====== Exercise data ======
Issue #1836, opened 2025-07-22
Special Address File


fvankrieken:
Section [7](https://nyco365.sharepoint.com/:w:/r/sites/NYCPLANNING/itd/edm/Shared%20Documents/PROJECTS/DATA%20ENGINEERING/PROJECT%20PLANNING/LION%20ETL/ETL_V8_02012024%20-%20Copy.docx?d=wd3194825302642958a316fb030749aa1&csf=1&web=1&e=4BSW2O&nav=eyJoIjoiMTUyOTQyODE1NSJ9)

Big one

PR #2098, opened 2025-12-04
CSCL SAF

fvankrieken:
#1836 

A lot of the lines added are docs!! I add them with relevant commits, but easiest spot to view the full file is [here](https://github.com/NYCPlanning/data-engineering/blob/fvk-cscl-saf/products/cscl/design_doc.md#special-address-files-saf)

[latest build](https://github.com/NYCPlanning/data-engineering/actions/runs/20604505342/job/59177244607)

## Background

(most of this is just copied from design_doc.md)

The Special Address File (SAF) contains address information for some street segments supplementary to the address information for the same segments contained in the LION file. There are 9 outputs - 5 different let's call them "output formats", 4 of which have 2 different outputs.

SAF records come from
- altsegmentdata - these are relatively "fully-fledged" and are basically designed to generate these output saf records
- certain CommonPlace records
- certain AddressPoint records
- NamedIntersection records

The different flags are:

| Flag | Source | Corresponds to | Meaning | Output |
| - | - | - | - | - |
| A | altsegmentdata | segment | Alternative address ranges | ABCEGNPX |
| B | altsegmentdata | segment | Alternative street names | ABCEGNPX |
| C | altsegmentdata | segment | Special record for Ruby Street on Brooklyn-Queens border | ABCEGNPX |
| D | altsegmentdata | segment | Duplicate or overlapping address ranges on the same street | D |
| E | altsegmentdata | segment | Neighborhood name usable in place of street name in addresses | ABCEGNPX |
| G | commonplace | segment | Non-Addressable place name of complexes | ABCEGNPX |
| I | namedintersection | intersection | Contain intersection names | I |
| N | commonplace | segment | Non-Addressable placename | ABCEGNPX |
| O | altsegmentdata | segment | Contain out-of-sequence addresses and opposite-parity addresse | OV |
| P | altsegmentdata | segment | Addressable placename | ABCEGNPX |
| S | addresspoint | segment | Suffixed house number(s) occurring at an intersection | S |
| V | addresspoint | segment | Contain Vanity Addresses | OV |
| X | commonplace | segment | Non-Addressable Place name of constituent entities of complexes | ABCEGNPX |

Outputs are really just grouped by what data/fields are expected to be associated with an output, as far as I can tell

## Review
Commits are generally split up by output file. Though for ABCEGNPX, since it's the largest and first output I tackled, I split it up into a few commits for clarity. The other outputs just have a single commit for essentially all their logic.

READ THE DESIGN DOC CHANGES IN EACH COMMIT FIRST (for commits that edit design_doc.md). This is the documentation for those transformations, so if that isn't giving you proper context for review, that's an issue that I need to address.

All feedback welcome on the documentation! Making it more readable, expanding on jargon, structuring it better.

### DIFF
--- a/products/cscl/models/intermediate/saf/int__saf_segments.sql
+++ b/products/cscl/models/intermediate/saf/int__saf_segments.sql
@@ -71,7 +71,6 @@ resolved_segment AS (
         COALESCE(proto.segment_type, primary_segment.segment_type) AS segment_type,
         COALESCE(proto.segment_type, primary_segment.segment_type) AS segment_incex_flag,
         saf.saf_source_table
-        --saf.source_attrs
     FROM with_roadbed_to_generic AS saf
     LEFT JOIN lion AS primary_segment -- TODO error report when none joined?
         ON


products/cscl/docs/roadbed_v_generic.png
fvankrieken: this is used in design_doc.md

products/cscl/macros/qa_compare_by_row.sql
fvankrieken: I originally was using this to create some QA tables. However, it seems overkill to start actually making qa tables for each file output for these smaller files, I've just been running this ad-hoc in dbeaver.

products/cscl/models/product/saf/_saf.yml
```diff
@@ -0,0 +1,44 @@
+version: 2
+
+models:
+# Models with column per field
+- name: saf_abcegnpx_generic_by_field
+  columns: &safa_columns
```
fvankrieken: Started to lose a little faith in this while writing it - I feel like it's a lot of effort to write/maintain tests like these when really, I'd rather just trust the formatting seed and the macro that generates all these columns (and also, these tests take a while to run - for LION, I think it's like a minute). And then, we test that the final text output (the "dat" table with row concatenated as text) has the right length, so that would catch most issues here.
======
(Description of the task) The expected output is every line of the records in which the string "names" appears.

(Expected answer)
| B | altsegmentdata | segment | Alternative street names | ABCEGNPX |
| I | namedintersection | intersection | Contain intersection names | I |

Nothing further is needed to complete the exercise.